Temporal coherence-based self-supervised learning for laparoscopic workflow analysis
This work addresses the data annotation bottleneck for computer-assisted surgery systems, offering an incremental improvement in surgical phase segmentation.
The paper tackles the problem of limited annotated data for surgical workflow analysis by proposing self-supervised pretraining methods using temporal coherence on unlabeled laparoscopic videos, achieving an F1 score of 84.6 on the Cholec80 dataset and up to a 10-point improvement over non-pretrained networks.

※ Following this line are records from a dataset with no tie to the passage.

PR #471, opened 2022-10-01
fix: unnecessary translation

### LINKED ISSUE #461: Unnecessary translation
**Describe the bug**
We have links to the support forum added as translatable, but although the plugin page itself is made for i18n, the support forum seems to be not.

Relevant code is here:
https://github.com/pluginkollektiv/antispam-bee/blob/4f1d2bf69ada8895f33da838c290aeb42902888e/inc/gui.class.php#L537

1. Go to https://wordpress.org/support/plugin/antispam-bee - works
2. Go to https://de.wordpress.org/support/plugin/antispam-bee/ - don't work (404)

**Expected behavior**
Obviously the support forum is not made for i10n/i18n.

First reported here: https://wordpress.org/support/topic/invalid-support-link/

2ndkauboy:
Closes #461

### DIFF
--- a/inc/gui.class.php
+++ b/inc/gui.class.php
@@ -528,7 +528,7 @@ class Antispam_Bee_GUI extends Antispam_Bee {
 							<a href="https://www.paypal.com/cgi-bin/webscr?cmd=_donations&business=TD4AMD2D8EMZW" target="_blank" rel="noopener noreferrer"><?php esc_html_e( 'Donate', 'antispam-bee' ); ?></a>
 						</p>
 						<p>
-							<a href="<?php echo esc_url( __( 'https://wordpress.org/plugins/antispam-bee/faq/', 'antispam-bee' ) ); ?>" target="_blank" rel="noopener noreferrer"><?php esc_html_e( 'FAQ', 'antispam-bee' ); ?></a>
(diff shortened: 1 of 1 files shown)


inc/gui.class.php
```diff
@@ -528,13 +528,13 @@ public static function options_page() { ?>
 							<a href="https://www.paypal.com/cgi-bin/webscr?cmd=_donations&business=TD4AMD2D8EMZW" target="_blank" rel="noopener noreferrer"><?php esc_html_e( 'Donate', 'antispam-bee' ); ?></a>
 						</p>
 						<p>
-							<a href="<?php echo esc_url( __( 'https://wordpress.org/plugins/antispam-bee/faq/', 'antispam-bee' ) ); ?>" target="_blank" rel="noopener noreferrer"><?php esc_html_e( 'FAQ', 'antispam-bee' ); ?></a>
+							<a href="<?php echo esc_url( __( 'https://wordpress.org/plugins/antispam-bee/#faq', 'antispam-bee' ) ); ?>" target="_blank" rel="noopener noreferrer"><?php esc_html_e( 'FAQ', 'antispam-bee' ); ?></a>
```
nielslange, line 531: Wouldn't it be an option to hardcode this link as well, @2ndkauboy? Similar to what you did with the other link below? I think it's very unlikely that the FAQ link will change in the near future.

websupporter: This link is actually translated:
image

But there is no supported wp.org support forum for the plugin in another language. I assume this is why the translate function has been removed.

nielslange: Ah, I see. Thanks for clarifying this, @websupporter.

Zodiac1978 (approved):
LGTM!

In order to provide the right type of assistance at the right time, computer-assisted surgery systems need context awareness. To achieve this, methods for surgical workflow analysis are crucial. Currently, convolutional neural networks provide the best performance for video-based workflow analysis tasks. For training such networks, large amounts of annotated data are necessary. However, collecting a sufficient amount of data is often costly, time-consuming, and not always feasible. In this paper, we address this problem by presenting and comparing different approaches for self-supervised pretraining of neural networks on unlabeled laparoscopic videos using temporal coherence. We evaluate our pretrained networks on Cholec80, a publicly available dataset for surgical phase segmentation, on which a maximum F1 score of 84.6 was reached. Furthermore, we were able to achieve an increase of the F1 score of up to 10 points when compared to a non-pretrained neural network.